(RECORDS FOR PROCESSING)

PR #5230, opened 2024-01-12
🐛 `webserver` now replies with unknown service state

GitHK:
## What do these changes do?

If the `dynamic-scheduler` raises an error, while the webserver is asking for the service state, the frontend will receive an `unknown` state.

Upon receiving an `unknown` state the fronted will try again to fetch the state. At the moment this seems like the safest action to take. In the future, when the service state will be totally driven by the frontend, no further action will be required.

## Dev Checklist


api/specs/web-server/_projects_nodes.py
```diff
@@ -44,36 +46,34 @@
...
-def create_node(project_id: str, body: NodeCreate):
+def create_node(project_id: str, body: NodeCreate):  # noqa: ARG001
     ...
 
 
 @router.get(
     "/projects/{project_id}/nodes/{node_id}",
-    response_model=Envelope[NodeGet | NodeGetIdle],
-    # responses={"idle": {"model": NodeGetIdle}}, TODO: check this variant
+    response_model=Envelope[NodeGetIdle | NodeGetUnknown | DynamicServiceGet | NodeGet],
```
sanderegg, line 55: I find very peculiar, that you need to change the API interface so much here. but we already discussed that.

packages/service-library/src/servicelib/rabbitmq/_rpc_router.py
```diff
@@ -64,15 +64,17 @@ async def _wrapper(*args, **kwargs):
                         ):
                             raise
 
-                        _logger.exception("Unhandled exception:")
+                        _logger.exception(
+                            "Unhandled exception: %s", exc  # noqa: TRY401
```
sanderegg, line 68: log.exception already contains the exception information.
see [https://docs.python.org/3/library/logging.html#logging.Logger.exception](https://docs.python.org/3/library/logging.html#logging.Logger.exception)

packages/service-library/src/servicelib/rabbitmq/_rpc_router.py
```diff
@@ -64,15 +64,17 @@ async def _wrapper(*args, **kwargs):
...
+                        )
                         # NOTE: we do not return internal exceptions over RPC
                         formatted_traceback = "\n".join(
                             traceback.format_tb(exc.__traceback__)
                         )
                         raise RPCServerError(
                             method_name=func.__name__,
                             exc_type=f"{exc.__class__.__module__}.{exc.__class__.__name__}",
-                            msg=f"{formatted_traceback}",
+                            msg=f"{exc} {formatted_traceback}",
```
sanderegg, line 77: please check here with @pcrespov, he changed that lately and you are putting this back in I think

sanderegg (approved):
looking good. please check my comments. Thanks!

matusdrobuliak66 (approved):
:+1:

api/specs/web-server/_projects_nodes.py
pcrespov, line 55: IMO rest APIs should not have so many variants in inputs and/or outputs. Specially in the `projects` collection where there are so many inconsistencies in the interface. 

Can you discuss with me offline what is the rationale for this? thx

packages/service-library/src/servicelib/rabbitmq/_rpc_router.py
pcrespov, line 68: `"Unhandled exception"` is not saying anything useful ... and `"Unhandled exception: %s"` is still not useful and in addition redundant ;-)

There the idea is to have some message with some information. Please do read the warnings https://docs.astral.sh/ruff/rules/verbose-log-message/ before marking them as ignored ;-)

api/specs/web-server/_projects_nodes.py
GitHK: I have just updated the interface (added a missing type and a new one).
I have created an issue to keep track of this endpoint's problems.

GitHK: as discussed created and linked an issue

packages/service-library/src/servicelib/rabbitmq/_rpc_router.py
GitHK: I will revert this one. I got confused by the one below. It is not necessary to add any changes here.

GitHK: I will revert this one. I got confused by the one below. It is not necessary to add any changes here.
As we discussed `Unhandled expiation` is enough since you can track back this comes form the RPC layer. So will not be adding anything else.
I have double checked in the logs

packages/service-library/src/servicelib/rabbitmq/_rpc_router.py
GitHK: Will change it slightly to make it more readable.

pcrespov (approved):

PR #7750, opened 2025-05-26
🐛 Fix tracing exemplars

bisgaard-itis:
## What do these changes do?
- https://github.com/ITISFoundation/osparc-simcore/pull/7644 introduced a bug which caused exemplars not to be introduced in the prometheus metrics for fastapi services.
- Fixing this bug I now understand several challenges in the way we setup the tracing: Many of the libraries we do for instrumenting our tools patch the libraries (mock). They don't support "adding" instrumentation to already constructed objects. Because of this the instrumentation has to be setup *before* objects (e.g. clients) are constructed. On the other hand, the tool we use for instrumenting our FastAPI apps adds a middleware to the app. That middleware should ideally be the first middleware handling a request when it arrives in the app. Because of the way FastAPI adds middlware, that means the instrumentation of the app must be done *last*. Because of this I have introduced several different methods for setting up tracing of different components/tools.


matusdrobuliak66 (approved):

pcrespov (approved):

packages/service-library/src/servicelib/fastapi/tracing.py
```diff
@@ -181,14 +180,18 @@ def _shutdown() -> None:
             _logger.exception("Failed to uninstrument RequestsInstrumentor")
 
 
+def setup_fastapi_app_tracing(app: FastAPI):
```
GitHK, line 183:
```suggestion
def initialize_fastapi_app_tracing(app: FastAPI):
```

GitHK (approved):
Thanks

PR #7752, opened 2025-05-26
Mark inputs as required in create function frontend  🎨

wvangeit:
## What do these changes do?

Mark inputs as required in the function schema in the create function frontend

(End RECORDS FOR PROCESSING)

HOW TO COMPLETE THIS TASK
Return every line in the records that includes the string "NodeGetIdle".

OUTPUT OF THE EXERCISE
-    response_model=Envelope[NodeGet | NodeGetIdle],
-    # responses={"idle": {"model": NodeGetIdle}}, TODO: check this variant
+    response_model=Envelope[NodeGetIdle | NodeGetUnknown | DynamicServiceGet | NodeGet],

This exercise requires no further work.